The answers are in the Supplementary material of PRL. [I should have had them as back-up slides for the talk]. The first figure shows the specific heat for U=10t and different values of the frustration.
t'=0 [red curve] corresponds to the square lattice [no frustration] and t'=t [green dot-dashed curve] corresponds to the isotropic triangular lattice.

The antiferromagnetic exchange constant J=4t^2/U is shown on the horizontal scale.  For the square lattice there is a very well defined peak at temperature of order J. However, as the frustration increases the magnitude of this peak decreases significantly and shifts to a much lower temperature.
This reflects that there are not well-defined spin excitations in the frustrated system.

The significant effect of frustration is also seen in the entropy versus temperature shown below. [The colour labels are the same]. At low temperatures frustration greatly increases the entropy, reflecting the existence of weakly interacting low magnetic moments.


  1. Hi, nice post.
    As a young researcher, I have a question : you use the terms "very well defined peak", "decreases significantly", "much lower temperature" or "frustration greatly increases", but that does not seem to be quantitative. For instance, in the case of the entropy, and just looking at the figure without really knowing the physics, the increase does not seem that great to me.

    How do you quantify that ? What is your criterion ? Is it because (still in the case of the entropy) you know that another unfrustrated lattice would not change the entropy with respect to the square lattice ?



  2. Hi Adam,

    thanks for the questions and for reminding us to quantify our statements more regularly and to clarify the comparisons we refer to. Some more details are in the paper, but let me try to help here a bit.

    With the "very well defined peak" we practically mean that the peak is nicely seen and can be distinguished from the background and that one could extract its width and position, but we do not refer to width/position ratio here. Also, for such systems the appearance of a peak can not be a priori anticipated.

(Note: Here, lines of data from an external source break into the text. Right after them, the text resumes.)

PR #274, opened 2025-08-27
Add freebsd-vm action into allowlist

PragmaTwice:

## Overview

**Name of action:** vmactions/freebsd-vm

**URL of action:** https://github.com/vmactions/freebsd-vm

`05856381fab64eeee9b038a0818f6cec649ca17a`

https://github.com/vmactions/freebsd-vm/commit/05856381fab64eeee9b038a0818f6cec649ca17a

## Permissions

None.

## Related Actions

None.

## Checklist

### DIFF
--- a/actions.yml
+++ b/actions.yml
@@ -870,3 +870,7 @@ posit-dev/setup-air:
   63e80dedb6d275c94a3841e15e5ff8691e1ab237:
     expires_at: 2050-01-01
     tag: v1.0.0
+vmactions/freebsd-vm:
+  05856381fab64eeee9b038a0818f6cec649ca17a:
+    expires_at: 2050-01-01
+    tag: v1.2.3


assignUser (commented):
The tag matches. 

My problem with this Action is that it appears like the entire 'vmactions' org is maintained by a single person with some additional contributions in select repos. That doesn't really fit our criteria. But I also see that this action is without any real alternatives and actively maintained.

@PragmaTwice I will not allow list this action with the workflow in the current state. Minimize permissions of the GITHUB_TOKEN of the job using: (this should be the default for ALL jobs)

    The "significant decrease" of coherence temperature and "greatly increased entropy" refers more to physics and to comparison with unfrustrated systems. The coherence temperature is around 0.1t, which is much smaller than the band width or U, and in particular if one increases t' from 0 to t, the band-width energy scale is increased, but the coherence temperature is actually decreased. Similarly for entropy. Introducing another unfrustrated J (due to t') would increase the energy scale (something like 'spinons' or 'magnons' bandwidth) which should result in decrease of entropy at certain fixed temperature, but in our case due to frustration the trend is opposite with increase of the entropy by a factor of more than 3 at certain temperatures.

    This is still not quantified as it could ideally be, but hopefully helps a bit with understanding.


  3. Hi Adam,

    Thanks for your questions. I like Jure's answers.

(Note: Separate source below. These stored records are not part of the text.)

PR #281, opened 2025-08-30
gateway: Remove cpp-linter-action v2.16.0

assignUser:
This version added a new sub-action that is not allow-listed, see https://github.com/cpp-linter/cpp-linter-action/pull/306#issuecomment-3235602010

### DIFF
--- a/actions.yml
+++ b/actions.yml
@@ -300,11 +300,8 @@ cpp-linter/cpp-linter-action:
     expires_at: 2025-11-07
     tag: v2.15.0
   0f6d1b8d7e38b584cbee606eb23d850c217d54f8:
-    expires_at: 2025-11-17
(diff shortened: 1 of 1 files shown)


2bndy5:
Instead of using cpp-linter-action, you can brew your own workflow that uses [the cpp-linter python package](https://pypi.org/project/cpp-linter/) directly (designed as a CLI tool). See our [test repo's workflow](https://github.com/cpp-linter/test-cpp-linter-action/blob/master/.github/workflows/cpp-lint-package.yml) as an example.

Sorry for any inconvenience.

assignUser:
@2bndy5 I appreciate you taking time to about an alternative here! 

Due to unrelated reasons I am no longer watching/maintaing this repo. Someone else will pick this up.

PR #312, opened 2025-09-29
Add `tj-actions/changed-files`

blaginin:

## Overview

I want to add this action, because for Datafusion we [need a way](https://github.com/apache/datafusion/issues/6880) to check if the PR has touched some files, and Merge Queue [doesn't work](https://github.com/orgs/community/discussions/45899) with `paths-ignore`

**Name of action:**  tj-actions/changed-files

**URL of action:** https://github.com/tj-actions/changed-files

**Version to pin to ([hash only](https://infra.apache.org/github-actions-policy.html)):** [`24d32ff`](https://github.com/tj-actions/changed-files/commit/24d32ffd492484c1d75e0c0b894501ddb9d30d62)

## Permissions

Action can work with read only access 

## Related Actions

There's a similar one https://github.com/Ana06/get-changed-files already in the list, but I believe it's not maintained 

## Checklist

- [x] The action is listed in the GitHub Actions Marketplace: https://github.com/marketplace/actions/changed-files
- [X] The action has a clearly defined license: MIT
- [x] The action is actively developed or maintained: commits every months since 2021
- [x] The action has CI/unit tests configured: https://github.com/tj-actions/changed-files/tree/main/test

### DIFF
--- a/actions.yml
+++ b/actions.yml
@@ -856,6 +856,10 @@ testlens-app/setup-testlens:
 timonvs/pr-labeler-action:
   '*':
     keep: true
+tj-actions/changed-files:
+  24d32ffd492484c1d75e0c0b894501ddb9d30d62:
+    expires_at: 2050-01-01
+    tag: v47.0.0
 TobKed/label-when-approved-action:
   '*':
     keep: true
@@ -874,6 +878,13 @@ vimtor/action-zip:
 vishalsinha21/dynamic-checklist:
   '*':
     keep: true
+vmactions/freebsd-vm:
+  05856381fab64eeee9b038a0818f6cec649ca17a:
+    expires_at: 2025-12-22
+    tag: v1.2.3
+  487ce35b96fae3e60d45b521735f5aa436ecfade:
+    expires_at: 2050-01-01
+    tag: v1.2.4
 wei/curl:
   '*':
     keep: true


blaginin:
Yes! I pinned a patched version though.

I was also wondering if this should be a reason not to use it - but to me, it feels like a good sign of community engagement and repo maintenance

snazy:
I'm just curious how things work ;)
I think, the double-for-loop can be replaced with this, which checks tests all changed files against a list of glob expressions.
```
shopt extglob
if [[ ${changed_files[@]} == @(*.md|docs/*|.github/ISSUE_TEMPLATE/*|.github/pull_request_template.md) ]]; then
  echo yes
else
  echo no
fi
```
But yea, without an action, it's bash-magic.

blaginin:
yes, sure! would you be ok with merging this pr or do you want me to use bash? i d prefer PR but dont mind writing bash hehe 😊

snazy:
I can't (not an infra guy) :)

raboof:
if you're comfortable vouching for this action then an approval is welcome even if you're no committer on this repo

snazy (approved):
I gave it a try.
I'm not a typescript guru, but I couldn't find anything in the action's code base that looks suspicious - like "interesting" `exec` or GH API calls or the like.
The workflows they have look good to me, nothing obvious that looks like a way to inject malicious code into the build or the like. But I haven't looked into the actions they depend on.
Tests look reasonable, with a reasonable test (case) coverage.
The project itself has quite a variety of contributors and seems overall quite mature.
TL;DR haven't found any "red flags"

blaginin:
> In other words: a false-positive warning is emitted when using the parameter

hmm i m pretty sure it doesn't work without the input properly added: https://github.com/apache/datafusion-sandbox/commit/d04372a5b9dca0a38d4a5f7485f5df4ab2427b8d#diff-73e17259d77e5fbef83b2bdbbe4dc40a912f807472287f7f45b77e0cbf78792dR58

blaginin:
> Ok; my experience was that it worked correctly for a use case to skip GitHub Actions checks on commits that only modify documentation: https://github.com/openculinary/openfoodfacts-server/pull/6

Yeah, that's a fair point. But even in that repo you've referenced, the team switched to `changed-files` because 
> dorny/path-filter action, which turned out to be buggy

https://github.com/openfoodfacts/openfoodfacts-server/pull/11630

blaginin:
Hi! Thanks for the rebase!!@jayaddison's suggestion has helped and I managed  to use dorny. Happy to close this now 🙏

Issue #252, opened 2025-08-02
Having an expiry date and keep seems counter-intuitive


gmcdonald:
Some actions have an expiry date and also the `keep:true` flag set.
It should be one or the other.

Many actions expired yesterday but are kept due to the keep flag, these need going through manually

PR #320, opened 2025-10-06
the `apache/*` `*` rule should not expire

raboof:
towards #252


dfoulks1:
does the rule need to be there at all, or is allowing your own actions not an implicit thing?

PR #339, opened 2025-10-26
Allow use of `ppkarwasz/fetch-metadata` alongside `dependabot/fetch-metadata`

ppkarwasz:

## Overview

This PR allows the usage of the `ppkarwasz/fetch-metadata` GitHub Action as an alternative to `dependabot/fetch-metadata` in ASF repositories.

The `ppkarwasz/fetch-metadata` action is a personal improvement of the original `dependabot/fetch-metadata`, adding support for grouped Dependabot pull requests, a feature that is currently missing from the upstream action. The implementation has already been reviewed and approved by the Dependabot team (see dependabot/fetch-metadata#632), but the upstream project has been inactive for several months, likely due to reduced maintenance capacity at GitHub. This has prevented the improvement from being merged and released.

**Name of action:** `ppkarwasz/fetch-metadata`

**URL of action:** https://github.com/ppkarwasz/fetch-metadata

**Version to pin to ([hash only](https://infra.apache.org/github-actions-policy.html)):** `14da1d746fb4c6f05dbc353e4fd619a1065c8ff6`

## Permissions

The action only requires `read` permissions, so no explicit permission besides what is publicly available.

## Related Actions

`dependabot/fetch-metadata`

## Why this change is needed

In Apache Logging Services, every pull request must include a changelog entry. Previously, under CTR, we used a workflow that automatically added the changelog entry and merged the PR.

Since switching to RTC, this automation can no longer complete the merge step, resulting in repositories accumulating unmerged Dependabot PRs that must be:

* manually reviewed,
* updated with an empty commit to re-trigger required status checks,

    You are raising some important issues that go beyond my post. Generally, these are qualitative statements that are hard to quantify. Furthermore, they are subjective. Different scientists may have different personal views about what is a "clear" effect and what is a "large" effect. Ultimately, it depends on the context and experience. But, we should be more careful about this. In a similar vein, an earlier post discussed the issue of where authors claim "excellent" agreement between theory and experiment.

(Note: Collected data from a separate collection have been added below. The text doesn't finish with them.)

PR #354, opened 2025-11-07
Add `tag` values for `golangci/golangci-lint-action` in `actions.yml`

snazy:
See https://github.com/golangci/golangci-lint-action/releases


raboof (approved):
LGTM!

I don't think this would break anything, the version tag is mostly 'informational'

PR #363, opened 2025-11-10
simplify 'no expiration'

raboof:
Instead of having 2050-01-01 as 'magic no expiration date', just leave this field out.


snazy (approved):
LGTM - thanks for the clarification!
+1

snazy (approved):

PR #388, opened 2025-11-24
deprecate `VirtusLab/scala-cli-setup`

raboof:
AFAICS this is not used anywhere (anymore?)


sebbASF:
it looks like the only references to VirtusLab are the ones in this repository ...

PR #452, opened 2026-01-14
Allow pypa/gh-action-pip-audit

tisonkun:

## Overview

This is currently used in https://github.com/apache/libcloud/tree/trunk/.github/actions and I think it's a pypa official action that we can trust.

**Name of action:** pypa/gh-action-pip-audit

**URL of action:** https://github.com/pypa/gh-action-pip-audit

Following the other pypa actions listed below, I choose:

```yaml
  release/v1*:
    expires_at: 2025-08-01
    keep: true
```

## Permissions

I think the read permission is enough.

## Related Actions

This should be like `pypa/gh-action-pypi-publish` but only for verifying, not publishing.

## Checklist

### DIFF
--- a/actions.yml
+++ b/actions.yml
@@ -37,9 +37,9 @@ golangci/*:
     expires_at: 2025-08-01
     keep: true
 pypa/gh-action-pip-audit:
-  release/v1*:
-    expires_at: 2025-08-01
-    keep: true
+  1220774d901786e6f652ae159f7b6bc8fea6d266:
+    tag: v1.1.0
+    expires_at: 2026-03-31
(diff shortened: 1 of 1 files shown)


tisonkun:
@dfoulks1 Updated. Hopefully this is the correct format.

micafer:
This action is not available now as it has expired. Could you add it again?

tisonkun:
Seems 7367fb1 remove the action.

@dfoulks1 I remember I was told that the action would be automatically upgraded. How should I fix the gap?

If I have to do this sync manually from time to time, it looks cumbersome.

PR #481, opened 2026-02-12
setup-bazel: remove wildcard allowlisting

raboof:
incorrectly introduced in
https://github.com/apache/infrastructure-actions/pull/419/changes

Also adding 0.18.0 as used in
https://github.com/apache/skywalking-data-collect-protocol/blob/master/.github/workflows/ci.yaml


snazy (commented):
As there's only one usage (of 0.18.0), should the reference to 0.15.0 be removed?

PR #484, opened 2026-02-12
avoid having both 'keep' and 'expires_at'

raboof:
Remove 'expires_at' if there is also 'keep', since 'keep' currently takes precendence.

We'll want to remove the 'keep' entries for most of these cases eventually, but let's do that gradually to reduce impact.

See also https://github.com/apache/infrastructure-actions/issues/252

### DIFF
--- a/actions.yml
+++ b/actions.yml
@@ -21,6 +21,9 @@ astral-sh/setup-uv:
     expires_at: 2026-05-15
   eac588ad8def6316056a12d4907a9d4d84ff7a3b:
     tag: v7.3.0
+    expires_at: 2026-05-24
+  5a095e7a2014a4212f075830d4f7277575a9d098:
+    tag: v7.3.1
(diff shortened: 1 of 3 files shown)


actions.yml
```diff
@@ -746,28 +635,22 @@ vimtor/action-zip:
...
 slackapi/slack-github-action:
   91efab103c0de0a537f72a35f6b8cda0ee76bf0a:
     tag: v2.1.1
 golangci/golangci-lint-action:
-  1481404843c368bc19ca9406f87d6e0fc97bdcfd:
-    expires_at: 2050-08-01
-    tag: v7.0.0
-    keep: true
   55c2c1448f86e01eaae002a5a3a9624417608d84:
     expires_at: 2050-08-01
```
snazy:
```suggestion
    keep: true
```
We probably don't care about this commit ID in 24 years ;)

  4. Thank you for your answers.
    I agree that it is mainly a matter of interpretation, depending strongly on the context (thanks for the link to the blog post !). The problem when you're new to a community is to understand what is convincing or not for this community

    In my community (strongly correlated cold atoms), if the result of a calculation does not go through the experimental data point, then there is not really a point to publish it (even though the error bars are usually meaningless, when they exist). That is, I guess, really different from your community, where finding a trend (a power law, scaling, etc) is already a breakthrough...